Charles-Pierre Chais (1701–1785) was a Genevan pastor, who spent much of his life in The Hague. He completed a Bible translation in French; however, it derived with commentary from English-language sources.
Life
Chais was born in Geneva in January 1701. He was the son of Jean-François Chais and Alexandrine Maurice.[1][2][3] He studied theology in Geneva, and then travelled in France, Germany, and Holland from 1724, when he was ordained, to 1728.[1]
From 1742, Chais published volumes of a French Bible commentary, La Sainte Bible, ou le vieux et le nouveau testament avec un commentaire littéral composé de notes choisies et tirées de divers auteurs anglois. A seventh volume appeared in 1790, edited by Archibald Maclaine.[3] According to the front matter, the French text is based on the translation of David Martin.[8]
Other works were:
Le sens littéral de l'écriture sainte, 1751, 3 volumes, translated from the English of Thomas Stackhouse[7]
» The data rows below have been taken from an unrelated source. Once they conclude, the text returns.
PR #8940, opened 2021-04-02
ReClassVariablesShadowingRule

MarcusDenker:
Add a rule that shows when a variable defined by a class is shadowing the outer variable (a global)

### DIFF
--- a/src/GeneralRules/ReClassVariablesShadowingRule.class.st
+++ b/src/GeneralRules/ReClassVariablesShadowingRule.class.st
@@ -1,0 +1,47 @@
+"
+This rule checks if a instance or class variable shadows a global
+"
+Class {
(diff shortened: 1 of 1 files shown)


MarcusDenker:
# Code Critique

What we need next is a Code Critique rule. This for once warns developers early, but in addition it will
make it much easier to fix the 6 problem cases that the release test exposed.

Checking for current senders of #definedVariables leads us to ReVariableAssignedLiteralRule, we can use this as a template.
The main method doing the check looks like this:

```Smalltalk
check: aClass forCritiquesDo: aCriticBlock

	aClass definedVariables do: [ :variable | 
		variable isShadowing  ifTrue: [ 
			aCriticBlock cull: (self critiqueFor: aClass about: variable name) ] ]
```

Issue #8942, opened 2021-04-02
Cleanup some class name in Drtests


Ducasse:
**Describe the problem**
A clear and concise description of what the problem is.
Global state? Bad names? Inconsistent APIs? Missing documentation? Circular dependencies?

**Classes involved**
What are the classes and methods involved in the desired cleanup?

**Proposal**
Do you require a refactoring? The addition of comments?

**Version information:**
 - Version [e.g. Pharo 9.0]
 - Commit [e.g. 22]

**Expected development cost**
As you know, nothing happens magically, so do you have an idea of the development effort required? 
In addition, are you willing to help because after all Pharo is yours too?

**Additional context**

MarcusDenker:
It helps to describe the cleanup in a way that even someone else can do it.

Else, if the idea is to do it now,  instead of opening an issue, one can just directly do a Pull Request. 

Issues are only needed for things that are supposed to be done late *and* possibly by someone else.

Ducasse:
I do not like just to do a PR because sometimes they fail and I need to log stuff. 
Now I do not want to spend more time in describing what can be done during that time.

PR #8947, opened 2021-04-02
fixes: #8942 cleaning class names using the cool tools of nour.

Ducasse:


Ducasse:
there is class that squeezed in

PR #8949, opened 2021-04-02
5388-Improving-RBNode-API: add #hasArguments

### LINKED ISSUE #5388: Improving RBNode API
I waiting for P9. I have some methods to improve the API of the RBNode and subclasses with more tests. 
hasTemporaries,
hasArguments...
It is nicer that forcing people to violate encapsulation.

MarcusDenker:
#hasTemporaries was already added to RBMethodNode

This PR adds a test and #hasArguments to RBMethodNode

fixes #5388

### DIFF
--- a/src/AST-Core-Tests/RBMethodNodeTest.class.st
+++ b/src/AST-Core-Tests/RBMethodNodeTest.class.st
@@ -136,6 +136,14 @@ RBMethodNodeTest >> testCommentsParent [
 		equals: #testCommentsParent.
 ]
 
+{ #category : #tests }
+RBMethodNodeTest >> testHasArguments [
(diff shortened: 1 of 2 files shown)


Ducasse:
may be we should name it hasParameters?

MarcusDenker:
The parameters vs arguments would be a *huge*, *huge* change. Many, many methods, instance variable names,  even class names. It would have an impact everywhere.

We need to plan that well *and* we need to discuss it. This is not something we can do halfway with just one method.

I think it is better to first keep it unified for now and use the term that we use everywhere.

Ducasse:
Ok but this would really improve the API.

PR #8950, opened 2021-04-03
RB - Method's Refactoring using selected scope

### LINKED ISSUE #8638: Remove method (cmd-x) does not respect scoped mode
- I worked on a project 
- Set myself in a scope view here package
- I removed cmd-x printOn: on my class
- I got The message ....

It would be good to enhance and propose the following: 
  - in the scope view you have that many senders
  + globally you have that many senders.

Lin777:
Fixes  #8638

Now the refactorings of the methods are executed in the selected scope, in case the environment is 'current image', it gives you the option to change for another environment, either package, the hierarchy or just the class.

This change is very useful when one has a method with a very common name and we want to rename it, edit it or delete it, since the changes will only be executed in the selected Scope 

_Pending video_


Ducasse:
I was thinking that we should probably do something when the model is not set.

PR #8959, opened 2021-04-05
RB - Clean use of "Smalltalk globals"

### LINKED ISSUE #6510: RBExpandReferencedPoolRefactoring refers directly to Smalltalk globals
```
poolVariableNamesIn: poolName 
	^(Smalltalk globals at: poolName ifAbsent: [Dictionary new]) classPool keys 
		collect: [:name | name asString]
```

Lin777:
Fixes #6510


Ducasse:
Evelyn in fact PoolDictionaries per se do not exist anymore in Pharo. 
Context: in the past a pool dictionary was a dictionary stored in Smalltalk and a class could "import" such poolDictionary and the compiler would use the value when a pooldictionary key was used. 

Nowadays a pool dictionary is represented by a subclass of SharedPool and the previous key and values of the pool dictionary 
are just class variables of the SharedPool subclass. Have a look at from example TextConstant. 

So we should probably integrated this PR. Now from the internals and API of RB one of these days we will have to remove poolDictionary. 
This is why instead of using class definition strings, we should use a classBuilder. Indeed I think that the tests should be able to manipulate classes that are not installed in the system but we should check. 
A possible strategy may be to in a first step: use the classBuilder and invoke the classPrinter and compare the strings.

PR #8960, opened 2021-04-05
RB - Correct selection scope

### LINKED ISSUE #8957: Navigating overridden methods is broken
In calypso there are the little arrows that allow to look for overridden methods.

image

In Pharo 9.0.0
Build information: Pharo-9.0.0+build.1278.sha.325e1924aab0781936bb59e421acee3753a33098 (64 Bit)

Clicking in the arrow does not lead us to the overridden methods, but does something strange. Clicking the arrow up asks something about selecting another scope (?) (don't mind the button colors, I'm playing with that).
image

I don't understand what this is, I never selected a scope before, so this kind of gets in my way.

Lin777:
Fixes #8957

At the moment the scope selection when we are in the global environment fails, so as not to cause problems for the developers I'm removing the part of the selection until I have a version that works well, in this type of case.

You can see the new behavior in the following video: https://www.youtube.com/watch?v=4OMcQ-wvLB4


src/Epicea/EpRBPropagateRefactoring.class.st
```diff
@@ -40,6 +45,11 @@ EpRBPropagateRefactoring >> setOption: aString toUse: aBlockClosure [
 	targetRefactoring setOption: aString toUse: aBlockClosure 
 ]
 
+{ #category : #accessing }
+EpRBPropagateRefactoring >> transform [
```
Ducasse: Hi evelyn 
Are you sure that we need this method?

src/Epicea/EpRBPropagateRefactoring.class.st
```diff
@@ -30,6 +30,11 @@ EpRBPropagateRefactoring >> initializeWith: aRefactoring [
 	targetRefactoring := aRefactoring 
 ]
 
+{ #category : #accessing }
+EpRBPropagateRefactoring >> preconditions [
```
Ducasse: Hi evelyn 
Are you sure that we need this method?

src/Refactoring-Core/RBAbstractClass.class.st
```diff
@@ -37,11 +37,21 @@ Class {
...
+	^ self subclassResponsibility
+]
+
 { #category : #'class initialization' }
 RBAbstractClass class >> initialize [
 	LookupSuperclass := Object new
 ]
 
+{ #category : #accessing }
+RBAbstractClass class >> named: arg1 [
```
Ducasse: Could you renamed arg1 to aString? if this is a string?

src/Refactoring-Core/RBAbstractClass.class.st
```diff
@@ -37,11 +37,21 @@ Class {
 	#category : #'Refactoring-Core-Model'
 }
 
+{ #category : #accessing }
+RBAbstractClass class >> existingNamed: arg1 [
```
Ducasse: Could you renamed arg1 to aString? if this is a string?

src/Epicea/EpRBPropagateRefactoring.class.st
Lin777: I already corrected it, it was an error that I put while testing code critics for Ale Cossio's project

Ducasse:
Unrelated broken tests. Something went wrong on the server.

PR #8969, opened 2021-04-06
7655-Epicea-fileout-should-produce-Pharo-code-and-not-ombu-definition

### LINKED ISSUE #7655: Epicea fileout should produce Pharo code and not ombu definition
When we want to file out code we do not want to get ombu. 
I have no idea how I can reload ombu definitions BTW.

MarcusDenker:
This PR changes the menu entry so that it is clear what is done.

Lettres historiques et dogmatiques sur les Jubilés et les indulgences à l'occasion du Jubilé Universel célébré à Rome, 1751
Théologie de l'Écriture Sainte, ou la Science du Salut, 1752, 2 volumes
Essai apologétique sur la méthode de communiquer la petite vérole par inoculation, 1754.[9] Chais paid close attention to the Journal Brittanique edited by Matthieu Maty; and noted in it a review of a 1752 sermon by Isaac Maddox in favour of inoculation, given at the London Smallpox and Inoculation Hospital run by Edward Jenner. He wrote this early tract to promote inoculation, and became an authority on the subject.[10]
Catéchisme historique et dogmatique, 1755, La Haye.
Sermons were published posthumously, starting with Sermons sur divers textes de l'Ecriture sainte (1787).[11]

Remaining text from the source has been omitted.